Return only the number of lines in the data below where the word "they" appears.

◆ ◆ ◆ ◆ ◆ ◆ ◆

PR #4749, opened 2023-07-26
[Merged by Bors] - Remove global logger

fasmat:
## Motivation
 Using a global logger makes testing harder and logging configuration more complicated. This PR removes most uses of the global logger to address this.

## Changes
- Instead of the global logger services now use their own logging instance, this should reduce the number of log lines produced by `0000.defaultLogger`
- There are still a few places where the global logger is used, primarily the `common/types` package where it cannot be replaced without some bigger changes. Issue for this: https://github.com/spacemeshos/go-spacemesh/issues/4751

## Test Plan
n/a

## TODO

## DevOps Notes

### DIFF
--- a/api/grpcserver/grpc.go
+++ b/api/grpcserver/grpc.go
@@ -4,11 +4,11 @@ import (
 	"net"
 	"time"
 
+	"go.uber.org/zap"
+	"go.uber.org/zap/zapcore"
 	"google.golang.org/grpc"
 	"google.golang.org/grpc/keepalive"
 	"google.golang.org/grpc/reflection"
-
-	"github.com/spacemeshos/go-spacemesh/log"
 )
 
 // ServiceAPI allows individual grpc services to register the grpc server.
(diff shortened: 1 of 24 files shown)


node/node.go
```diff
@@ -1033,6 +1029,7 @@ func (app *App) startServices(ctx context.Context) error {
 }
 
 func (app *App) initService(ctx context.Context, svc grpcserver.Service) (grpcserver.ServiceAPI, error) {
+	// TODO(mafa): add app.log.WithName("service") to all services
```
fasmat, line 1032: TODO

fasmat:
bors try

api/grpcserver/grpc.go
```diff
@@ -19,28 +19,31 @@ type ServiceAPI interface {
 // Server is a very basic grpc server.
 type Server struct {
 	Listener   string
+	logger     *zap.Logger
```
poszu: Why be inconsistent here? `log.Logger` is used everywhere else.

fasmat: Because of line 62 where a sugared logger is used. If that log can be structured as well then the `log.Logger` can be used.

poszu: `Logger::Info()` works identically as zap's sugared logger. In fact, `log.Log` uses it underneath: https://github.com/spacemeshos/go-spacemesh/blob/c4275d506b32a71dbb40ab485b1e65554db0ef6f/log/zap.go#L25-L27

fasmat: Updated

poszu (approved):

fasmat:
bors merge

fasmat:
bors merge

◆ ◆ ◆ ◆ ◆ ◆ ◆

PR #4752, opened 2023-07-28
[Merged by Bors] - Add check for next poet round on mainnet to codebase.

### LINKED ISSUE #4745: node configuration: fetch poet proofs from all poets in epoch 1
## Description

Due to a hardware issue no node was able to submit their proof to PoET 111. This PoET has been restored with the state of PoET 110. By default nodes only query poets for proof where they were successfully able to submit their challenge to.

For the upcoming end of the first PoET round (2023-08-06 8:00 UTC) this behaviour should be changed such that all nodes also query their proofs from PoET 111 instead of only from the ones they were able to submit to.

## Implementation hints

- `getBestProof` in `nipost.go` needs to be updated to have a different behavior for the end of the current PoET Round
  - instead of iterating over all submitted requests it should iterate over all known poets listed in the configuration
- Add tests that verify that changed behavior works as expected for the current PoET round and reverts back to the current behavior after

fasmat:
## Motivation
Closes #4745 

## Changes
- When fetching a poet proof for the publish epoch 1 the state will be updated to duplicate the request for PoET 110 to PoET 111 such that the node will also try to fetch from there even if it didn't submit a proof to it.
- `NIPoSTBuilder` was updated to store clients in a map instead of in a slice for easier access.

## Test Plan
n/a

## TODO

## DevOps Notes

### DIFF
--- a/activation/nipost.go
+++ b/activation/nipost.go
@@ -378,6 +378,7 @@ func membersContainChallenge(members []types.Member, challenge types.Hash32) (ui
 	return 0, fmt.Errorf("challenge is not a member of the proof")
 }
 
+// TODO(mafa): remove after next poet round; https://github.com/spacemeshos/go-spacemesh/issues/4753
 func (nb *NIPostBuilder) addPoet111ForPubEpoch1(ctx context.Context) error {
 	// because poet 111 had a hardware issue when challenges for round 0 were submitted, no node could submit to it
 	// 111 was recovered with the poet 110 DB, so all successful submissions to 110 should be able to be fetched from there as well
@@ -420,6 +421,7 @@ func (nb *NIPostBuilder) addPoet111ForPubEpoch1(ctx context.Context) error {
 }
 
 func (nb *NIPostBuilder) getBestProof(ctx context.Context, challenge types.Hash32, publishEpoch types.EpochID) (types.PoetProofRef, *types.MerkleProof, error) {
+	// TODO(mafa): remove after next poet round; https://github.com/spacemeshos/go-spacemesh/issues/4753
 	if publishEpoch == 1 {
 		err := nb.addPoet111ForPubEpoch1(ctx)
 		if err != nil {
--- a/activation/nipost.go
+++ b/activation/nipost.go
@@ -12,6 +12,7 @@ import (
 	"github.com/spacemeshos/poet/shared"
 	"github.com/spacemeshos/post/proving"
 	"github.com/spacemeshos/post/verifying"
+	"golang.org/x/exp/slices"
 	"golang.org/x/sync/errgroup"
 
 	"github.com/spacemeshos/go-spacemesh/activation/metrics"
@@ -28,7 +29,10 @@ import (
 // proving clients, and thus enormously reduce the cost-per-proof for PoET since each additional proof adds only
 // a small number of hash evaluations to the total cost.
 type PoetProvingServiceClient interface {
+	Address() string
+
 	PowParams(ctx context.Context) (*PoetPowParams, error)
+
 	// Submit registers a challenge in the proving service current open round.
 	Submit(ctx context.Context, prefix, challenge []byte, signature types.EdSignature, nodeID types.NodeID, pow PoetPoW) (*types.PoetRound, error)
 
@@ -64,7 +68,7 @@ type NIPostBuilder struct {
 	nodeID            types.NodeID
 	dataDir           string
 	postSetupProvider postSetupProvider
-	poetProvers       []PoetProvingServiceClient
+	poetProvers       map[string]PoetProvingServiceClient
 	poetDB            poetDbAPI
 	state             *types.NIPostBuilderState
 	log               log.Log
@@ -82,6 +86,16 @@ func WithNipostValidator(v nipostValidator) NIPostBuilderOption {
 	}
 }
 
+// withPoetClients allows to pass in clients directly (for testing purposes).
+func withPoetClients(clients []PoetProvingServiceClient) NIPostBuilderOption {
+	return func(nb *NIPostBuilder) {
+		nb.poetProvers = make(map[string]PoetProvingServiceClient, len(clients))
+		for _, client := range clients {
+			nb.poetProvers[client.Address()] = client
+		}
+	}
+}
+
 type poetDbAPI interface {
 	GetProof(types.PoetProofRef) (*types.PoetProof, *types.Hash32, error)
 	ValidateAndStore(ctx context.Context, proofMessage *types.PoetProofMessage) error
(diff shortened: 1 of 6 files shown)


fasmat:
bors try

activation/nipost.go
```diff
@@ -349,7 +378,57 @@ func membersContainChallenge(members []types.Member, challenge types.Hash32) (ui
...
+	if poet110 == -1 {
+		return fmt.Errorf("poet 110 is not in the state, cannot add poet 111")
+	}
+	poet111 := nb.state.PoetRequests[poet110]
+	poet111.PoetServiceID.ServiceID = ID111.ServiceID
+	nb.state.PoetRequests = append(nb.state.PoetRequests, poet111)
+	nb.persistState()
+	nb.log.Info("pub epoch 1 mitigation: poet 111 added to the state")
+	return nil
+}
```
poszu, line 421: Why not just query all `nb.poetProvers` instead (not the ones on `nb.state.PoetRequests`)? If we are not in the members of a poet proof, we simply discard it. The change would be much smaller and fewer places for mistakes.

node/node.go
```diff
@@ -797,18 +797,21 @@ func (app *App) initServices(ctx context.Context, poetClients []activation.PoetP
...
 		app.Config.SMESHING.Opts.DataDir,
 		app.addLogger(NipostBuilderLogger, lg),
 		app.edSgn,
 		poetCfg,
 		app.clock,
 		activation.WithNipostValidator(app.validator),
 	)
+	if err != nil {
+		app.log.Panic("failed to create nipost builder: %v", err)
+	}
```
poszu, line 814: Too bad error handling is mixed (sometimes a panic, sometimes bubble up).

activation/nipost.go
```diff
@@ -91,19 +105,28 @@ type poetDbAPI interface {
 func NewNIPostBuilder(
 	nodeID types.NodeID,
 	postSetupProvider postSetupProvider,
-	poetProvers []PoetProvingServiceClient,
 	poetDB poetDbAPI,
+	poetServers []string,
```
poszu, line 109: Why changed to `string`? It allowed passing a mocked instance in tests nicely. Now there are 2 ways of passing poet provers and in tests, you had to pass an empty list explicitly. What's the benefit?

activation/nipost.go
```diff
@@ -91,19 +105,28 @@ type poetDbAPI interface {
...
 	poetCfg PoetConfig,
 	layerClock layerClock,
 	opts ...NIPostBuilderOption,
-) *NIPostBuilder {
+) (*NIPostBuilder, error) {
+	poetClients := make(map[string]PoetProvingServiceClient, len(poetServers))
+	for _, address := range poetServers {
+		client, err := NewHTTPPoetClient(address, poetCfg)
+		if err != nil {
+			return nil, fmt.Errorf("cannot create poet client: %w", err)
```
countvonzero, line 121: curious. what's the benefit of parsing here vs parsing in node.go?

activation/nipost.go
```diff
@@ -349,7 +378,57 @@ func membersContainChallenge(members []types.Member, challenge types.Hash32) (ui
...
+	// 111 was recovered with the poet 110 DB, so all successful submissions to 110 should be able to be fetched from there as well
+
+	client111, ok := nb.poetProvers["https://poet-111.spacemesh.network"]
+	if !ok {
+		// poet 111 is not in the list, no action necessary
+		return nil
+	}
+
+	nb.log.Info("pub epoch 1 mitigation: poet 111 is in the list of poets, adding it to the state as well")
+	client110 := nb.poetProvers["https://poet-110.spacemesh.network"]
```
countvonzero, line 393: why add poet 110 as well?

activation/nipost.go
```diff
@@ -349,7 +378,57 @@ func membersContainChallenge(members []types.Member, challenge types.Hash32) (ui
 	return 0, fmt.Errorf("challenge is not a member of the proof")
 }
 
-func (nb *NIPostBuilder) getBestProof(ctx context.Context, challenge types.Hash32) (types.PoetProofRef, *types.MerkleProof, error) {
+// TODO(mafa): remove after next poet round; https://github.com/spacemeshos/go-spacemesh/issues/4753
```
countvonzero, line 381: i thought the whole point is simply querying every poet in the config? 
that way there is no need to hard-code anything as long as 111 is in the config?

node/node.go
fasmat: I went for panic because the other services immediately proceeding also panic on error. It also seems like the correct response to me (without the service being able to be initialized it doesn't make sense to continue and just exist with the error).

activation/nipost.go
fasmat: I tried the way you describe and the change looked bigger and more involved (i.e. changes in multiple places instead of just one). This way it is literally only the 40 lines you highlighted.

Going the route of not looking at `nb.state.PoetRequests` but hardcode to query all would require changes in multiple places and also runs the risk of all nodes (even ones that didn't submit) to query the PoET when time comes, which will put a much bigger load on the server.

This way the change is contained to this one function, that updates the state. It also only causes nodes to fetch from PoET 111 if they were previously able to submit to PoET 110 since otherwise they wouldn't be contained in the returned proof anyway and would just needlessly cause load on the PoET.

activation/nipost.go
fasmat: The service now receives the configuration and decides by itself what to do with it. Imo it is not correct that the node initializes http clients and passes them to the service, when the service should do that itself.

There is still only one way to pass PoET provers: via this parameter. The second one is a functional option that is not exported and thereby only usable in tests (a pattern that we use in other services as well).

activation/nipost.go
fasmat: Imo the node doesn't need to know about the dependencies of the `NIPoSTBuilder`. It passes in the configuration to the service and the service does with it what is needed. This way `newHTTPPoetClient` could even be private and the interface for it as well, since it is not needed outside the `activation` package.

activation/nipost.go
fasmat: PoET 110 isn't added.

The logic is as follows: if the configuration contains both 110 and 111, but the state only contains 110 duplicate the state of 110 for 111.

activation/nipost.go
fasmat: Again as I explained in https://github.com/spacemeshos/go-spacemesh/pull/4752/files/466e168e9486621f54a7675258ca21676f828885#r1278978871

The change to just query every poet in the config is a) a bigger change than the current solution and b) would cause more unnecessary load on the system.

◆ ◆ ◆ ◆ ◆ ◆ ◆

Problem solution >> 3